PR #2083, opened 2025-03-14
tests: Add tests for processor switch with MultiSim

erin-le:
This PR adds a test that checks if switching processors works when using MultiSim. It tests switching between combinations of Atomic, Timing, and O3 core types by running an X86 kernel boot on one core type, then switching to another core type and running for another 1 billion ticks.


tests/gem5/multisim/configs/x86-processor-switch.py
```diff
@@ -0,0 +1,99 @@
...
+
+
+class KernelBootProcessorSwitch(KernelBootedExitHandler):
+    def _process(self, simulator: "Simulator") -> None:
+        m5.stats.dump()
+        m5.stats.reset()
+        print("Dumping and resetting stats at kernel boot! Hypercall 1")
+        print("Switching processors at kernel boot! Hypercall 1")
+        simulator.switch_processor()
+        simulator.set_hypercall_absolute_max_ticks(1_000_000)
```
━━━━━━━━━━━━━━━━
Retype the entries exactly; leave nothing out.

→ **Solution for this exercise**
PR #2083, opened 2025-03-14
tests: Add tests for processor switch with MultiSim

erin-le:
This PR adds a test that checks if switching processors works when using MultiSim. It tests switching between combinations of Atomic, Timing, and O3 core types by running an X86 kernel boot on one core type, then switching to another core type and running for another 1 billion ticks.


tests/gem5/multisim/configs/x86-processor-switch.py
```diff
@@ -0,0 +1,99 @@
...
+
+
+class KernelBootProcessorSwitch(KernelBootedExitHandler):
+    def _process(self, simulator: "Simulator") -> None:
+        m5.stats.dump()
+        m5.stats.reset()
+        print("Dumping and resetting stats at kernel boot! Hypercall 1")
+        print("Switching processors at kernel boot! Hypercall 1")
+        simulator.switch_processor()
+        simulator.set_hypercall_absolute_max_ticks(1_000_000)
```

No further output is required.